__Exercise details__:
Count up the lines in the following listing that hold the word "toggleMenu", then give only that count.

__Input records__:
____
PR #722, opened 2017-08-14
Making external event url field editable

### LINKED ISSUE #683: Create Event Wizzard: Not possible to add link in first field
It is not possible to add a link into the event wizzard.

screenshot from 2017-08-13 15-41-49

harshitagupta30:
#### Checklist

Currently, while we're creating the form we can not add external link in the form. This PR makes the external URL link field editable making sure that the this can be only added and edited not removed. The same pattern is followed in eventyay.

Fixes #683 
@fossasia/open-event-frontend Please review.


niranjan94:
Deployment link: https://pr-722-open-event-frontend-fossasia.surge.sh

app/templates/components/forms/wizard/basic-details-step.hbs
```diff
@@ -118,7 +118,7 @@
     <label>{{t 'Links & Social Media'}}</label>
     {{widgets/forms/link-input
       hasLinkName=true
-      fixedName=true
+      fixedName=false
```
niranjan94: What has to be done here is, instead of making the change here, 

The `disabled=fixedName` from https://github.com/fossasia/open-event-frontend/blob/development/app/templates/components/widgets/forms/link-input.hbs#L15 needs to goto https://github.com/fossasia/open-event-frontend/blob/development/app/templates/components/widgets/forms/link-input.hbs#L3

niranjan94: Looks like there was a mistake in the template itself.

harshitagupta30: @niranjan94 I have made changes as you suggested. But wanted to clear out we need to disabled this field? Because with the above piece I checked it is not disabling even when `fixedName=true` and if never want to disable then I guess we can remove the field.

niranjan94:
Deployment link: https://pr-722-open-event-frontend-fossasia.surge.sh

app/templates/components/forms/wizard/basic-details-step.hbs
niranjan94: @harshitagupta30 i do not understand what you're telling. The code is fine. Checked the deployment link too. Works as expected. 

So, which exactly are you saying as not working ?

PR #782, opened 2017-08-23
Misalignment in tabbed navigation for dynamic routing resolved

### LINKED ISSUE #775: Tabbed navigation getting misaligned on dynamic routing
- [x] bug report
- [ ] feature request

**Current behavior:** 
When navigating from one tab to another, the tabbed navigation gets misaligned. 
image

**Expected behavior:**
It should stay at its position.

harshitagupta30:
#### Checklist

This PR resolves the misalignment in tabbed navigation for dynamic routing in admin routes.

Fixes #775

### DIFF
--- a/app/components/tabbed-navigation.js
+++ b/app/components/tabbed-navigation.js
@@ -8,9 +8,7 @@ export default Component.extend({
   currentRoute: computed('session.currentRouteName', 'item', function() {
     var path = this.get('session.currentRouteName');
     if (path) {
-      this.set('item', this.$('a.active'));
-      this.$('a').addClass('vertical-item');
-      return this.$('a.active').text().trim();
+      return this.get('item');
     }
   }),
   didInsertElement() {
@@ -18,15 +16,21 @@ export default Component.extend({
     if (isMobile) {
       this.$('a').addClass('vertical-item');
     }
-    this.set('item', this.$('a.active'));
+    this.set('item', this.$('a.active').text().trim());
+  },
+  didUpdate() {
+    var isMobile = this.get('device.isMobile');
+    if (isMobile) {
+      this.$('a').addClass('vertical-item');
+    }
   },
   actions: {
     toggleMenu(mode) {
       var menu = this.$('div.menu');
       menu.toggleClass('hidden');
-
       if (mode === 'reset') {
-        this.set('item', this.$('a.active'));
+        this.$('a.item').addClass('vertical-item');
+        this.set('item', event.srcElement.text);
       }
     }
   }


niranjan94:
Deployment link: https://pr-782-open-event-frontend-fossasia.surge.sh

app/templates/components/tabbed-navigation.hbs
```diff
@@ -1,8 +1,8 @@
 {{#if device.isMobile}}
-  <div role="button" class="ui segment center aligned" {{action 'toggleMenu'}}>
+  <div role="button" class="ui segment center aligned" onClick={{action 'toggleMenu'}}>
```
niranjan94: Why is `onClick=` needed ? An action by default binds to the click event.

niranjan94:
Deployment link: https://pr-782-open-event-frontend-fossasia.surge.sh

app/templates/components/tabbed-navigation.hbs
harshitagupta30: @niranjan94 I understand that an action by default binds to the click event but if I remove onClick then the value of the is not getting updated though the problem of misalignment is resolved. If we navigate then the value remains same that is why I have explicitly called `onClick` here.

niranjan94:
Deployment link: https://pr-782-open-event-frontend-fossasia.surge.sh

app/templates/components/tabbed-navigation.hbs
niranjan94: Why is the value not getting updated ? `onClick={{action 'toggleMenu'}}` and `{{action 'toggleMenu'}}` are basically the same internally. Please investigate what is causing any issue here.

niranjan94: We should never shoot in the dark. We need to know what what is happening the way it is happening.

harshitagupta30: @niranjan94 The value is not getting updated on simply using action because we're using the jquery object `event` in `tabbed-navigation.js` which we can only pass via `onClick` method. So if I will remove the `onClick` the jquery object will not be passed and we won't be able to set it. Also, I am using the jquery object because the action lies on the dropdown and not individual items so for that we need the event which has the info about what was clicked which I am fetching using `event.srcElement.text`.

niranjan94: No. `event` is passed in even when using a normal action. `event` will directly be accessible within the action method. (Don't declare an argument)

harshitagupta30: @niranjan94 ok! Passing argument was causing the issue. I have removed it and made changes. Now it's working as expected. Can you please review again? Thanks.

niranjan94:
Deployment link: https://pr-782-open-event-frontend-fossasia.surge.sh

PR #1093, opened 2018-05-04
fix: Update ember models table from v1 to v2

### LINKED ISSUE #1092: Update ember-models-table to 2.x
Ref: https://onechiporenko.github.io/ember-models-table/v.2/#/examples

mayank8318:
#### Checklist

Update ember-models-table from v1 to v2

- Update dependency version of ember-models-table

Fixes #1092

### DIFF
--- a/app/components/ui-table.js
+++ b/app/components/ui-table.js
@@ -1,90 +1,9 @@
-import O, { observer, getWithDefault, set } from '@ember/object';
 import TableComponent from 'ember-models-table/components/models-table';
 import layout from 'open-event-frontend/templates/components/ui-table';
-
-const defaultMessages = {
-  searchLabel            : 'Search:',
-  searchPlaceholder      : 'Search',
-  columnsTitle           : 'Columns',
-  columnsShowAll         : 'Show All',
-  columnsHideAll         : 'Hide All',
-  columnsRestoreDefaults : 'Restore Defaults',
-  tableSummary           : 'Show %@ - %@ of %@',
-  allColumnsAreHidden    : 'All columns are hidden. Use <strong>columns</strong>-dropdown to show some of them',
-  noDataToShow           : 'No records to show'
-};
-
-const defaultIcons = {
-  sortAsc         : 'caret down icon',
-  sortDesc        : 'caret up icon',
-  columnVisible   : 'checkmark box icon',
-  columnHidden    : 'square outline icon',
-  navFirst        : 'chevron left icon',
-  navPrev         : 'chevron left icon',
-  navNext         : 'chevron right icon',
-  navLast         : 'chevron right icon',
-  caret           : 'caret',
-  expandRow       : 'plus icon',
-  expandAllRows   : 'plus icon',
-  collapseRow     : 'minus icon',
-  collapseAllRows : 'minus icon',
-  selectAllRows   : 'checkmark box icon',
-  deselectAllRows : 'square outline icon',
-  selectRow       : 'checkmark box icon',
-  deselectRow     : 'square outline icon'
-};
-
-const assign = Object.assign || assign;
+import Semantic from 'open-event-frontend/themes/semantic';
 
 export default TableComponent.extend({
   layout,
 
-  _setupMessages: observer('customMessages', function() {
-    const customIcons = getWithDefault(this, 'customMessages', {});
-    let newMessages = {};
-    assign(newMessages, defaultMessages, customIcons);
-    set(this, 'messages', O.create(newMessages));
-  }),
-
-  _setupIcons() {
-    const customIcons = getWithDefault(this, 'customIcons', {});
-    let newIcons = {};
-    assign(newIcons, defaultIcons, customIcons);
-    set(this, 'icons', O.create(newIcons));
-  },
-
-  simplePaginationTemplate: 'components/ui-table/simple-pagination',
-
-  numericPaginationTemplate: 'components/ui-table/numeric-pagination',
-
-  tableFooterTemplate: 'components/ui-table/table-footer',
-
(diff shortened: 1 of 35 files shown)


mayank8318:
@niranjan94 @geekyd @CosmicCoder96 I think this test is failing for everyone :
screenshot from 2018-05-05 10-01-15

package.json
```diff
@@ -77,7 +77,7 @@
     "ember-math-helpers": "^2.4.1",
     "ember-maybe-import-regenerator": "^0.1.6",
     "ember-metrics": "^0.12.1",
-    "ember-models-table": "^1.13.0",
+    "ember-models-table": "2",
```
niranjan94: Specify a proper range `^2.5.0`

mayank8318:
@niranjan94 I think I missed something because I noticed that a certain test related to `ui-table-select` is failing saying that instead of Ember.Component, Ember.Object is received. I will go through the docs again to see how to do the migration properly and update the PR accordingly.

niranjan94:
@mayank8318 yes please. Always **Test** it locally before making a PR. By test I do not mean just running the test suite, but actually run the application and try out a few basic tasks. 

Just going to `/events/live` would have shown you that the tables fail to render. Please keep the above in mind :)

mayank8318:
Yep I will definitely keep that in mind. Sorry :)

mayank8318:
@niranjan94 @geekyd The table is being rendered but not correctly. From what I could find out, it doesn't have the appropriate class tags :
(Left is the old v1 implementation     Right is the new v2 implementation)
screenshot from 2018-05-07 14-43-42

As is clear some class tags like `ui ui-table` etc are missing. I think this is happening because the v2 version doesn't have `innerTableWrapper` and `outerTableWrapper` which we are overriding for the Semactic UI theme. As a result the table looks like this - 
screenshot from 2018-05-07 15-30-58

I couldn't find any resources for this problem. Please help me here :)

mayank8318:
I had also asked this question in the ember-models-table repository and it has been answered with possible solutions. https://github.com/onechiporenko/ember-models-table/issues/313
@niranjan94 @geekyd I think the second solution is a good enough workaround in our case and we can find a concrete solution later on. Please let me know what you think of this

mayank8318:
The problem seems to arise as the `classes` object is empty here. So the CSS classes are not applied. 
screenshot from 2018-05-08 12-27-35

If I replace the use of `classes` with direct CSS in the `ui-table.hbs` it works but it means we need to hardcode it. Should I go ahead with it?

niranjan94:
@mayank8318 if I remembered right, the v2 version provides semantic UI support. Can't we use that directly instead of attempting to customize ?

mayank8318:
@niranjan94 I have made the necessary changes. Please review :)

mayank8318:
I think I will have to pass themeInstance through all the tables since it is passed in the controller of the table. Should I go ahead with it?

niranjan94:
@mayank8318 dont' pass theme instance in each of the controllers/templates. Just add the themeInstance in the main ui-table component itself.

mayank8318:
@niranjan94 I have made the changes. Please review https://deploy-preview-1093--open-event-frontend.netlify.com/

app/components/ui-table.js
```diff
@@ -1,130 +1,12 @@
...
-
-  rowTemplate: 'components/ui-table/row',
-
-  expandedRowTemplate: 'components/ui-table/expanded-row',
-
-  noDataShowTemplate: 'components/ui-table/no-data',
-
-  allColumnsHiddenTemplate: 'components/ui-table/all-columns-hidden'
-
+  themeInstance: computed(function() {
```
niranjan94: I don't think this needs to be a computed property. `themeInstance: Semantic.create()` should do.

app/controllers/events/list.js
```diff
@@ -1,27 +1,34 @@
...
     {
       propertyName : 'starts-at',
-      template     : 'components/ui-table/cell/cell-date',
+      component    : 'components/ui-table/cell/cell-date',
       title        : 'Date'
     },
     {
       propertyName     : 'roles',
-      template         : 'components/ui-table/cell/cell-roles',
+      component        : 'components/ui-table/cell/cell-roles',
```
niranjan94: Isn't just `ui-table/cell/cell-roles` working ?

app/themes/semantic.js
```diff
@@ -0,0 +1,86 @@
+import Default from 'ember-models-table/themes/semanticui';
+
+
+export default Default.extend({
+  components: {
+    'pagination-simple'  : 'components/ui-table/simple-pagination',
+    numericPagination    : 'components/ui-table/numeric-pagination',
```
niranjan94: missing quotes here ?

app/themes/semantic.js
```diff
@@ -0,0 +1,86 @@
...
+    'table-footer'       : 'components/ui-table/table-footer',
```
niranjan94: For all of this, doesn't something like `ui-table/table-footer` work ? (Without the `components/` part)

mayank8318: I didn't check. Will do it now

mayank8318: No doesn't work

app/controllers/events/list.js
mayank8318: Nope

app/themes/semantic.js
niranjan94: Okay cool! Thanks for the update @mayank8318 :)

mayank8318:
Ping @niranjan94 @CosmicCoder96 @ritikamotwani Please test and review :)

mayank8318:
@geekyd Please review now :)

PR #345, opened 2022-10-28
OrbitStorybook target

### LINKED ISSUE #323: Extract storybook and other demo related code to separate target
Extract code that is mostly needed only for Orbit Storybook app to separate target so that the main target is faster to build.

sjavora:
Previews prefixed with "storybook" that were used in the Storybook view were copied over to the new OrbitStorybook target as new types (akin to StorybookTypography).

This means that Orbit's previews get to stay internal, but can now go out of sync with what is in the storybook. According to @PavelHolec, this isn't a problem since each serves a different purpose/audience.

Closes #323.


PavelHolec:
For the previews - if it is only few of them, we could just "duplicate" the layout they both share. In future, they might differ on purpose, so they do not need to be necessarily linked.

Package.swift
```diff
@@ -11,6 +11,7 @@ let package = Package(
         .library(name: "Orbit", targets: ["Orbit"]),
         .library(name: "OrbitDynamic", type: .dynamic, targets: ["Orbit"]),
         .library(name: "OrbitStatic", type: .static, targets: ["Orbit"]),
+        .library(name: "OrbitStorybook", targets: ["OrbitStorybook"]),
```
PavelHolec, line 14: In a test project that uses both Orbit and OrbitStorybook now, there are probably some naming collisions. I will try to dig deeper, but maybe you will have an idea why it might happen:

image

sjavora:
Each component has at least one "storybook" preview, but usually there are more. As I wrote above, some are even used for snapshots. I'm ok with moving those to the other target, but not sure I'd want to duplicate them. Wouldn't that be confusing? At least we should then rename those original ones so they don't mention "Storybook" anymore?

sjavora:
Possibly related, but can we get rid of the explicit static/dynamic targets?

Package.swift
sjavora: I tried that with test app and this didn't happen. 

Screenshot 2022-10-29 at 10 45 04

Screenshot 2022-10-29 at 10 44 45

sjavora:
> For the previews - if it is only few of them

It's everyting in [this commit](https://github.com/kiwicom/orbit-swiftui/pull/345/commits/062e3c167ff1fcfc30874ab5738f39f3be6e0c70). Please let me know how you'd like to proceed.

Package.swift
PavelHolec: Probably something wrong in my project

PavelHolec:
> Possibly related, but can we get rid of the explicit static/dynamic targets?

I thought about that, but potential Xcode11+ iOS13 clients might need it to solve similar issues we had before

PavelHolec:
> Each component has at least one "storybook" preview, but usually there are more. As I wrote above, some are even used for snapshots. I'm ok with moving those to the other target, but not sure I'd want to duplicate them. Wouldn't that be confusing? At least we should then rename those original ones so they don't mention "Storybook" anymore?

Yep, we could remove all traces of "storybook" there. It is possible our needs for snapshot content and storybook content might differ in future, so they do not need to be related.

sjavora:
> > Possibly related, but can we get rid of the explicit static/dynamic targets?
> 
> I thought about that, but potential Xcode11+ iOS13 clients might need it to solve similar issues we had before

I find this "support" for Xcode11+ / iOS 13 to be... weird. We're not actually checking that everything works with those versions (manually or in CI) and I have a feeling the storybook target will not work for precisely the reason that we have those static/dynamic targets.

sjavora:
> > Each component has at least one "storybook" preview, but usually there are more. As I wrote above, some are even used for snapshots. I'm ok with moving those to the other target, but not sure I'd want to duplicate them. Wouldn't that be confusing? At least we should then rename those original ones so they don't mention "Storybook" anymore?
____
__Solved problem__:
4